Otherwise, Soundstage breadth, width, and depth are truly out of the ordinary. What makes this amplifier a lick more delectable than the dartTZeel is the “creamy” and marvelously delicate displayed mid-range. The Pass Labs “Class A” midrange has made me, in retrospect, have to reevaluate some of my previous convictions concerning the small, hypothetical shortcomings of some of the best Class AB/ amplifiers I had previously reviewed.
This became all the more noteworthy when using my specialty mains power cords into my Inakustik AC-3500P power conditioner. (a truly great component!). To quote Wayne Colburn: “I seem to think that wall power conditioning is worth doing especially if your power is poor, having used the PS Audio power plant with good results on the front-end equipment”

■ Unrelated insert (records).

PR #55, opened 2016-05-02
CI: Try to enable text search

ericdill:


ericdill:
Ok that didn't really help. Apparently text search is enabled by default.

```
2016-05-02T16:59:16.532+0000 I COMMAND  [main] Text search is enabled by default and cannot be disabled.
```

tacaswell:
I think the issue is that on master we are now installing mongo 3.2 (which also solves text search not available problem), but then caused this problem on merge.

PR #57, opened 2016-05-09
FIX: bug with default value of handler_registry

tacaswell:


klauer:
Per @tacaswell, tests will be fixed later

PR #62, opened 2016-06-06
API: change arg name from name -> stream_name

tacaswell:
Change the name of the 5th positional arg in `get_table` from `name` ->
'stream_name`.  The new argname is clearer and aligns with the naming
convention used in LiveTable.

### DIFF
--- a/databroker/broker.py
+++ b/databroker/broker.py
@@ -318,8 +318,8 @@ class Broker(object):
         for event in res:
             yield event
 
-
-    def get_table(self, headers, fields=None, name='primary', fill=False,
+    def get_table(self, headers, fields=None, stream_name='primary',
+                  fill=False,
                   convert_times=True, timezone=None, handler_registry=None,
                   handler_overrides=None):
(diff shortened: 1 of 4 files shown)


tacaswell:
attn @licode You should follow this naming convention in suitcase as well.

klauer:
Breaks backward-compatibility and will cause confusion 👎

tacaswell:
as far as I know no one know how to use this yet.  The point of this change is to reduce confusion with naming conventions.

licode:
Sure, I didn't start the other PR to suitcase yet. I will do it today following the name convention.

danielballan:
Yeah, AFAIK no one knows that this kwarg exists. Change now -- avoid pain later.

klauer:
Fine, I suppose I'm in the minority then. I'll update all the places HXN uses it.

tacaswell:
We can add it back as kwarg at the end and have it warn for a bit.

PR #64, opened 2016-06-10
TST/ENH: Switch tests to pytest

ericdill:


ericdill:
@tacaswell @danielballan @klauer This should be good to go.  Give it a once-over?  Things to note:

- travis.yml is simplified by using install/init scripts from github.com/nsls-ii/nsls2-ci
- make sure I didn't screw up any of the tests... There is no test suite for modifying the test suite!

klauer:
Much, much cleaner! Since I'm not an expert on these tests to verify the functionality, I'll have to leave that to @tacaswell and @danielballan.

.travis.yml
```diff
@@ -3,69 +3,46 @@ sudo: false
...
+  - . ~/scripts/init-filestore.sh
+  - . ~/scripts/init-metadatastore.sh
 
 install:
   - export GIT_FULL_HASH=`git rev-parse HEAD`
-  - conda config --set always_yes true
-  - conda install "conda<4"
-  # pin to numpy < 1.10 because pandas 0.16 and numpy 1.10 do not play nice
-  - conda create -n testenv pip nose python=$TRAVIS_PYTHON_VERSION six "numpy<1.10" pandas h5py coverage jsonschema jinja2 cytoolz
+  - conda create -n testenv pip pytest python=$TRAVIS_PYTHON_VERSION six \
```
tacaswell: something is going wrong with this line.  I just just give up on line wrapping here.

ericdill:
Good catch on the travis stuff @tacaswell thanks.

ericdill:
Wow and +14% coverage!

tacaswell:
Did you add tests?  Was something just not being run correctly before?

I am happy for the coverage increase, but it is a bit worrying.

ericdill:
I did not add tests.  I would imagine that this is a result of the difference in the old way that we were executing tests (requesting nose to start the coverage plugin) versus the new way where we are executing tests through the coverage plugin (`coverage run run_tests.py`).  Ned Batchelder was talking about this difference on the [python testing podcast] (http://pythontesting.net/podcast/coverage-ned-batchelder/).  This is the first time that I've noticed an actual difference though.

danielballan:
Wow. I think you just achieved a new level of Python cred. I am not up on Python testing podcasts.

On Fri, Jun 10, 2016 at 5:15 PM -0400, "Eric Dill" <notifications@github.com<mailto:notifications@github.com>> wrote:


I did not add tests. I would imagine that this is a result of the difference in the old way that we were executing tests (requesting nose to start the coverage plugin) versus the new way where we are executing tests through the coverage plugin (coverage run run_tests.py). Ned Batchelder was talking about this difference on the python testing podcast<http://pythontesting.net/podcast/coverage-ned-batchelder/>. This is the first time that I've noticed an actual difference though.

It would be quite easy to assume that the XA30.8 may share some characteristics of a first-rate tube amplifier. There is a definitive lack of any “grainy” type of sound to the XA30.8 that could tempt some listeners and critics alike to compare the elegant mid and upper frequencies as emanating a “tube” sound as such; which on occasion may be true.
The XA30.8 using high-biased MOSFETs, which in turn produces higher-power class A operation and direct-coupled front-end circuitry appears, in this case, to have bridged this gap — thereby offering exceptional and subtle detail, dynamics and transient response, crystal clear high frequencies while also offering a phenomenally distinguished, easy to listen to and elegantly and delicately balanced 3-dimensionality.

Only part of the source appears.